• _Task to carry out_
The result should be every line of the listing that contains "version".

________________

PR #3693, opened 2024-03-08
Add support to replace directive in go.mod

### LINKED ISSUE #3492: Support directives in go.mod
## Short Description
We do not support all go.mod features such as replace directives in go.mod files and we should.
See:
- https://github.com/golang/gofrontend/tree/d04b024021bb7dbaa434a6d902bd12beb08e315f/libgo/go/golang.org/x/mod/modfile
- https://go.dev/ref/mod#go-mod-file
- and https://github.com/nexB/scancode-toolkit/blob/develop/src/packagedcode/go_mod.py

And an example see https://github.com/golang/tools/blob/9425c2e70961cb8c2a3b5764658fb70e03d194e4/gopls/go.mod and https://github.com/golang/tools/blob/9425c2e70961cb8c2a3b5764658fb70e03d194e4/go.mod

shravankshenoy:
Fixes #3492 

## About replace directive in go.mod
Replaces the content of a module at a specific version (or all versions) with another module version or with a local directory. Syntax as shown below

`replace module-path [module-version] => replacement-path [replacement-version]`

Detailed info at https://go.dev/doc/modules/gomod-ref

## Changes made
- Added regex to get module-path, module-version, replacement-path and replacement-version from replace directive
- Wrote conditions to handle single line and multi line replace directives
- Reran opencensus test to account for the replace directive
- Added new test using milvus go.mod to test the replace directive functionality
`


src/packagedcode/go_mod.py
```diff
@@ -188,6 +259,7 @@ def parse_gomod(location):
 
     gomods.require = require
     gomods.exclude = exclude
+    gomods.replace = replace
```
AyanSinhaMahapatra, line 262: Also add `replace` as an attribute of `class GoModule`

src/packagedcode/go_mod.py
```diff
@@ -158,6 +168,67 @@ def parse_gomod(location):
...
+                )
+            )
+
+            replace.append(
+                GoModule(
+                    namespace=replacement_namespace,
+                    name=replacement_name,
+                    version=parsed_rep_link.group("replacement_version"),
+                )
+            )
```
AyanSinhaMahapatra, line 228: This is not correct, as we are treating the module to be replaced and the replacement module the same way. I think the first module in the replace directive (the module to be replaced) should be added as a dependency with scope as `exclude` and the second module in the replace directive (the replacement module) should be added with scope as `require`.

@pombredanne what do you think?

tests/packagedcode/data/golang/gomod/milvus/go.mod
```diff
@@ -0,0 +1,255 @@
+module github.com/milvus-io/milvus
```
AyanSinhaMahapatra, line 1: this is quite a large test file, would be nice to truncate this to only have the essential portion required to test the functionality, or find a shorter example. Also add the go.mod files linked in the main issue as tests.

tests/packagedcode/data/golang/gomod/milvus/go.mod
```diff
@@ -0,0 +1,255 @@
...
+	k8s.io/apimachinery v0.28.6 // indirect
+	sigs.k8s.io/yaml v1.3.0 // indirect
+)
+
+replace (
+	github.com/apache/pulsar-client-go => github.com/milvus-io/pulsar-client-go v0.6.10
+	github.com/bketelsen/crypt => github.com/bketelsen/crypt v0.0.4 // Fix security alert for core-os/etcd
+	github.com/expr-lang/expr => github.com/SimFG/expr v0.0.0-20231218130003-94d085776dc5
+	github.com/go-kit/kit => github.com/go-kit/kit v0.1.0
+	github.com/milvus-io/milvus/pkg => ./pkg
```
AyanSinhaMahapatra, line 250: In the case where the replace directive contains a reference to a local directory, we can try to resolve this in the `assemble` step of the datafile handler, if there are package manifests in the local directory with package data for the replacement module. 

1. On the `parse` function side we store the local references in the `extra_data` attribute somehow, with the referenced path.
2. On the assembly side, we try to walk the codebase for this referenced directory.
3. If the referenced directory is present in the codebase, and we have parsed go package data present there, we use that to populate the required dependency list.

AyanSinhaMahapatra (changes requested):
@shravankshenoy thanks for the PR!

I've added a couple of comments for your consideration, to the best of my knowledge (since I'm not too familiar with go build systems), please review and update the PR accordingly, as applicable.

src/packagedcode/go_mod.py
pombredanne: We need to track the origin and renamed module separately when parsing alright.
And then we would need to only report the replaced modules and not both... and there could be trailing comments in replace that are also useful to track

AyanSinhaMahapatra:
@shravankshenoy  gentle ping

________________

• _Response to the exercise_
Replaces the content of a module at a specific version (or all versions) with another module version or with a local directory. Syntax as shown below
`replace module-path [module-version] => replacement-path [replacement-version]`
- Added regex to get module-path, module-version, replacement-path and replacement-version from replace directive
+                    version=parsed_rep_link.group("replacement_version"),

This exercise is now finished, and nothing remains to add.